Beyond the Coordinate: Reconfiguring Affective Sensation via LLM-Based Keypoint Localization
Xiaobin Liu
■ Abstract
The intersection of art and AI has led to a shared focus on how machines perceive the nuances of human emotion. While emotion recognition depends on the flexible localization of keypoints, such as facial expressions, hand gestures, and body postures, conventional computer vision models are often restricted to predefined keypoint types. These models typically fail to generalize to "unseen" keypoints or subtle movements that were not included in their prior knowledge, leading to a closed emotion perception system that lacks the necessary flexibility for open-world environments. To address this limitation, we propose a new framework that leverages the logical reasoning capabilities of Large Language Models (LLMs) for human keypoint localization, named Large Language-guided Localization Model (L3M). Instead of treating localization as a traditional numerical regression task, we discretize human joints into novel Spatial Coordinate Tokens (SCTs) in LLM's vocabulary. This transformation allows the system to treat physical positions as semantic symbols, enabling the LLM to perform semantic inference rather than simple pixel-matching. By bridging the gap between raw physical kinetics and the LLM's inherent knowledge, the model can successfully localize both standard and previously unseen affective markers without task-specific architectural changes.
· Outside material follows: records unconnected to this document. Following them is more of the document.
PR #6871, opened 2024-07-06
MSR - Add cosmetic option to shuffle music

dyceron:
Supports shuffling music via a cosmetic option. Can shuffle music by type or shuffle all music together.

Requires https://github.com/randovania/open-samus-returns-rando/pull/398 to be merged and a new patcher release.

image


ThanatosGit:
I don't know if I understand correctly but full mode can shuffle jingle music to exploration and runs it in a loop? 
Ngl, if this can play endless times a 5 seconds jingle melody while exploring an area, that is an anti-cosmetic or uglify option, which sounds so bad that I don't even like adding it at all.

It doesn't need to be only the types option but I would prefer a full option which at least trys to avoid make everything garbage.

dyceron:
If you're biggest issue with this is the jingles in full, then I can change how it is. I agree it'd be annoying, but also at the same time, full would already be semi annoying since having a boss theme as an exploration theme would get old. I think thats just kinda how it is with full. Types is the best option to use.

dyceron:
I'll change this later. I'll probably change the jingles to only shuffle amongst themselves regardless of the mode.v

Miepee:
> is just hot garbage

There are a few folks out there, who like to use Full Garbage modes. You could maybe hide that setting behind experimental or something, so that its only chosen by people who know what they're doing. 
 
But ignoring ~~the masochists~~ those people to have no chance of someone even accidentally enabling it does sound safer.

randovania/games/samus_returns/exporter/patch_data_factory.py
```diff
@@ -103,6 +105,97 @@ def get_resources_for_details(
...
+    excluded_list = [
+        "m_movie_ship_landing99",
+        "m_staffcredit99",
+    ]
+
+    if music_mode == MusicMode.VANILLA:
+        return {}
+
+    # Music is now either TYPE or FULL
+    assert music_mode in (MusicMode.TYPE, MusicMode.FULL)
```
ThanatosGit, line 178: Is there a reason I'm missing for this assertion?
For people messing around with this in the rdvgame file and with the `else` part they would get types mode if it is not a value of the enum?

randovania/games/samus_returns/exporter/patch_data_factory.py
```diff
@@ -103,6 +105,97 @@ def get_resources_for_details(
...
+
+    total_orig = combat_list + exploration_list + fanfare_list
+
+    if music_mode == MusicMode.FULL:
+        total_orig += excluded_list
+        total_new = random_lib.shuffle(rng, total_orig)
+    else:
+        # MusicMode is TYPE
+        # TODO: copying is not necessary anymore, clean this up in the future.
```
ThanatosGit, line 187: Could do it now :p

randovania/games/samus_returns/exporter/patch_data_factory.py
```diff
@@ -103,6 +105,97 @@ def get_resources_for_details(
...
+    ]
+
+    fanfare_list = [
+        "event_jingle_placeholder",
+        "k_matad_jinchozo",
+        "matad_jintojo_32728k",
+        "special_ability2_32",
+        "sphere_jingle_placeholder",
+        "tank_jingle",
+    ]
```
ThanatosGit, line 167: Like already discussed, please shuffle fanfares even in full mode only with one of the same list.

ThanatosGit (changes requested):

CHANGELOG.md
```diff
@@ -19,6 +19,7 @@ and this project adheres to [Semantic Versioning](https://semver.org/spec/v2.0.0
 
 - Added: More starting locations have been added for all areas.
 - Added: Progressive pickups can now be configured to be placed vanilla.
+- Added: New cosmetic to shuffle music either by song type or full shuffle.
```
ThanatosGit, line 22: I'm not sure if this should have the word `[New cosmetic] option` added, so I just leave it as a comment.

ThanatosGit (approved):

CHANGELOG.md
dyceron: I'll fix it. Does this pr also need the persisted options updated?

Miepee: yes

Experimental results on real-world datasets demonstrate that L3M provides superior generalizability in unconstrained environments. It offers a more adaptive foundation for affective computing, enabling the recognition of diverse and fine-grained emotional cues. This research provides a feasible trajectory for AI to evolve from a passive sensor into an intelligent interpreter of human physical information. By redefining how AI perceives the human body through discrete logic rather than mechanical tracking, we offer a robust technical foundation for future human-machine interaction and real-world behavioral analysis.
■ Bio
Xiaobin Liu received the B.E. degree from Nankai University in 2016, and the Ph.D. degree from Peking University in Jan. 2022. He was a senior researcher with focus on multimodal content understanding in PCG, Tencent from 2022.02 to 2024.08. He is now an assistant professor in Laboratory for Advanced Perception and Control (LAPC), College of AI, Nankai University. His work focuses on embodied AI and multimodal content understanding. He has authored or co-authored 19 papers on important journals or conferences such as TIP, PR, NeurIPS, IJCAI, ACM MM. He was a recipient of the Second Prize of Technical Invention of Tianjin, National Outstanding Doctoral Dissertation Award in Transportation Engineering, the Excellent Presentation Award on ICIVC 2025, the 3rd-place award on the 5th Tianjin "Haihe Talents" postdoctoral innovation and entrepreneurship contest. He serves as a Track Chair on ICIVC 2025, and a reviewer of more than 10 journals or conferences, including TIP, IJCV, CVPR, ICCV, etc. His research is funded by the National Natural Science Foundation of China (NSFC), National Key R&D Program, Postdoctoral Fellowship Program of CPSF, China Postdoctoral Science Foundation, and China Postdoctoral Science Foundation - Tianjin Joint Support Program.